Его короткие рассказы появлялись в таких разноплановых сборниках, как «Омни» («Omni») и «Наследие Лавкрафта» («Lovecraft's Legasy»), выходили также и его персональные издания: «Кладбищенский стиль Гаана Уилсона» («Gahan Wilson's Graveside Manner»), «Ничего святого?» («Is Nothing Sacred?»), «Орешки» («Nuts»), «Последняя шалость Эдди Деко» («Eddy Deco's Last Caper»), «Утка, которую все любили» («Everybody's Favourite Duck») и несколько детских историй, включая серию о Гарри, толстом медведе-шпионе («Harry, The Fat Bear Spy»).

О себе Уилсон сообщает, что, когда он родился в Эванстоне, штат Иллинойс, дежурный врач официально признал его мертвым. Воскрешенный другим медиком, окунавшим его попеременно в тазы с горячей и холодной водой, Гаан выжил, чтобы со временем выйти в первые ученики Школы искусств Чикагского института, куда он поступил в надежде стать настоящим художником-иллюстратором.

Читающей публике отлично известно его хулигански-извращенное чувство юмора, в избытке представленное в нижеследующем «трогательном» рассказе…

Дети, вы слышите музыку? Летящий над улицей радостный звон? Слышите этот немудреный — динь-динь-динь, динь-ди-лень — напев, сочащийся сквозь зелень листвы и голубизну небес, сквозь густой и неподвижный летний зной? Это мистер Льдинка на своем грузовичке и его вкуснейшее мороженое! Толстенькие пористые холодные шарики в хрустящих вафельных трубочках! Сочные брикетики в глянцевой шоколадной глазури, насаженные на палочки! Мягкие розовые освежающие завитушки, тающие в стаканчиках!

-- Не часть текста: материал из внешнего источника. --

PR #1254, opened 2020-05-06
feat(service): read template manifest

lorenzo-cavazzi:
# Description

Adds to the core service the endpoint `/renku/templates.read_manifest` to read the manifest file from a template repository (the equivalent of `renku init -l`).
It requires the query parameter `url` with the template repository url (`renku init -s`) and it's possible to pass `ref` for the target reference (`renku init -r`)

It's the first step in addressing #862, specifically it implements the `projects.template.options` endpoint suggested in the initial post (or the combination of `template.read_variables` and `template.read_manifest` from the second post).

Звон приближается, тесня жаркое марево, — динь-динь-динь, динь-ди-лень, — и дремотная, потная лень в мгновение ока сменяется восторженным возбуждением. Бобби Мартин больше не валяется в густой траве, тупо пялясь на невесомые летние облака и не видя их; он уже вскочил и бежит по лужайке спросить мать, клюющую носом на крылечке над журналом, едва не выскальзывающим из ее пальцев, нельзя ли ему получить немного денег на ледяную лимонную лягушку.